National Women's Health Week · Replay Available
Women, Menopause and Orgasmic Meditation:
Reconnecting to Sensation
A live conversation about sensation, desire, and connection during perimenopause and menopause — and whether practices like OM may help women reconnect with their bodies during that transition.
- Date
- Sun, May 17
- Time
- 5:30 PM ET
- Duration
- 1 hour
- Where
- Live on Zoom

About the panel
What women describe — and rarely hear addressed plainly
In honor of National Women's Health Week, Eros Platform hosted a panel, Women, Menopause and Orgasmic Meditation: Reconnecting to Sensation, exploring what happens to women's experience of sensation, desire, and connection during perimenopause and menopause — and whether practices like OM may help women reconnect with their bodies during that transition.
The conversation will speak directly to experiences many women describe but rarely hear addressed plainly:
- Diminished sensation and emotional numbness
- Nervous system dysregulation
- Loss of desire and disconnection from the body
- The feeling that something essential has gone quiet
OM was developed around cultivating awareness of sensation — not orgasm as a goal, but the ability to feel, notice, and remain connected to the body. For many women moving through major hormonal shifts, that opens a different conversation around intimacy, vitality, and embodiment.
The Panel
Who you'll hear from

Host
Lissa Boileau, MSN, PMHNP-BC
Psychiatric Nurse Practitioner, MSN, PMHNP. Lissa brings a clinician's lens to the conversation, drawing on her work in psychiatric care to ground the discussion in what women are actually experiencing in their bodies and nervous systems through the midlife transition.

Panelist
Dr.

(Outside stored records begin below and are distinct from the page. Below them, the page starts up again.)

PR #113, opened 2016-10-26
Merge PR#85 token provider to 2.0.x

ingoschaal:
This PR merge the  #85 "Introduce TokenProvider to prevent clashes of CoAP tokens" to the actual 2.0.x branch. 
The #85 is re-factor and the TokenProvider is incorporate  into the InMemoryMessageExchangeStore

### DIFF
--- a/californium-core/src/main/java/org/eclipse/californium/core/network/InMemoryMessageExchangeStore.java
+++ b/californium-core/src/main/java/org/eclipse/californium/core/network/InMemoryMessageExchangeStore.java
@@ -69,15 +69,8 @@ public class InMemoryMessageExchangeStore implements MessageExchangeStore {
 	 * 
 	 */
 	public InMemoryMessageExchangeStore(final NetworkConfig config) {
-		if (config == null) {
-			throw new NullPointerException("Configuration must not be null");
-		}
-
-		this.config = config;
-		this.tokenProvider = new InMemoryRandomTokenProvider(this.config);
+		this(config, new InMemoryRandomTokenProvider(config));
 		LOGGER.log(Level.CONFIG, "using default TokenProvider {0}", InMemoryRandomTokenProvider.class.getName());
-		LOGGER.log(Level.CONFIG, "using tokens of {0} bytes in length",
-				config.getInt(NetworkConfig.Keys.TOKEN_SIZE_LIMIT));
 	}
 
 	/**
@@ -97,8 +90,6 @@ public class InMemoryMessageExchangeStore implements MessageExchangeStore {
 		}
 		this.tokenProvider = tokenProvider;
 		this.config = config;
-		LOGGER.log(Level.CONFIG, "using tokens of {0} bytes in length",
-				config.getInt(NetworkConfig.Keys.TOKEN_SIZE_LIMIT));
 	}
 
 	private void startStatusLogging() {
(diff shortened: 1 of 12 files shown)


californium-core/src/main/java/org/eclipse/californium/core/network/InMemoryMessageExchangeStore.java
```diff
@@ -61,21 +61,28 @@
...
-			this.config = config;
-			this.tokenLength = config.getInt(NetworkConfig.Keys.TOKEN_SIZE_LIMIT, MAX_TOKEN_LENGTH);
-			LOGGER.log(Level.CONFIG, "using tokens of {0} bytes in length", tokenLength);
 		}
+		if (tokenProvider == null) {
+			throw new NullPointerException("TokenProvider must not be null");
+		}
+		this.tokenProvider = tokenProvider;
+		this.config = config;
+		this.tokenLength = config.getInt(NetworkConfig.Keys.TOKEN_SIZE_LIMIT, MAX_TOKEN_LENGTH);
```
sophokles73: Do we still need the token length here? It seems that the `TokenProvider` retrieves it from the config itself, doesn't it?

californium-core/src/main/java/org/eclipse/californium/core/network/InMemoryMessageExchangeStore.java
```diff
@@ -61,21 +61,28 @@
...
 	/**
 	 * Creates a new store for configuration values.
 	 * 
 	 * @param config the configuration to use.
+	 * @param tokenProvider the TokenProvider which provides CoAP tokens that
+	 *            are guaranteed to be not in use.
+	 * 
 	 */
-	public InMemoryMessageExchangeStore(final NetworkConfig config) {
+	public InMemoryMessageExchangeStore(final NetworkConfig config, TokenProvider tokenProvider) {
```
sophokles73: I think we should still have a constructor that only takes a `NetworkConfig` as argument. We should also provide a setter for `TokenProvider` and during startup we can then check if a token provider is set and if not simply instantiate an `InMemoryRandomTokenProvider`. This way we do not need to change the test cases in so many places ....

ingoschaal:
@sophokles73  thanks for fast review

californium-core/src/main/java/org/eclipse/californium/core/network/InMemoryMessageExchangeStore.java
ingoschaal: Yes, good point. I will add and push it again.
Thanks

californium-core/src/main/java/org/eclipse/californium/core/network/InMemoryMessageExchangeStore.java
```diff
@@ -49,20 +49,36 @@
...
 	private TokenProvider tokenProvider;
 	private SecureRandom secureRandom;
+	
+	/**
+	 * Creates a new store for configuration values.
+	 * 
+	 * @param config the configuration to use.
+	 * 
+	 */
+	public InMemoryMessageExchangeStore(final NetworkConfig config) {
```
sophokles73: simply do a `this(config, null)` and handle the `null` case appropriately in the other constructor?

californium-core/src/main/java/org/eclipse/californium/core/network/InMemoryMessageExchangeStore.java
```diff
@@ -81,8 +97,8 @@ public InMemoryMessageExchangeStore(final NetworkConfig config, TokenProvider to
 		}
 		this.tokenProvider = tokenProvider;
 		this.config = config;
-		this.tokenLength = config.getInt(NetworkConfig.Keys.TOKEN_SIZE_LIMIT, MAX_TOKEN_LENGTH);
-		LOGGER.log(Level.CONFIG, "using tokens of {0} bytes in length", tokenLength);
+		LOGGER.log(Level.CONFIG, "using tokens of {0} bytes in length",
```
sophokles73: No need to log this here. Since the `TokenProvider` is using this config param, it should be logged out in the `InMemoryRandomTokenProvider` instead ...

Teresa Diaz, MD, OBGYN
OB/GYN and functional medicine specialist. Author of Menopause Reimagined: The Female Operating System for the Second Half of Life. Her work reframes menopause not as decline, but as a major transition in the female body — and explores desire and pleasure as central to women's health.
Why this matters
A practice built to restore the capacity to feel.
OM was developed specifically to restore and deepen the capacity to feel: not orgasm as a goal, but the practice of attention, presence, and connection.
For women moving through perimenopause and menopause — when sensation, desire, and the felt sense of one's own body can shift profoundly — that re-opening can be life-changing.
This panel reframes the midlife transition not as decline, but as a doorway into a different conversation around intimacy, vitality, and embodiment.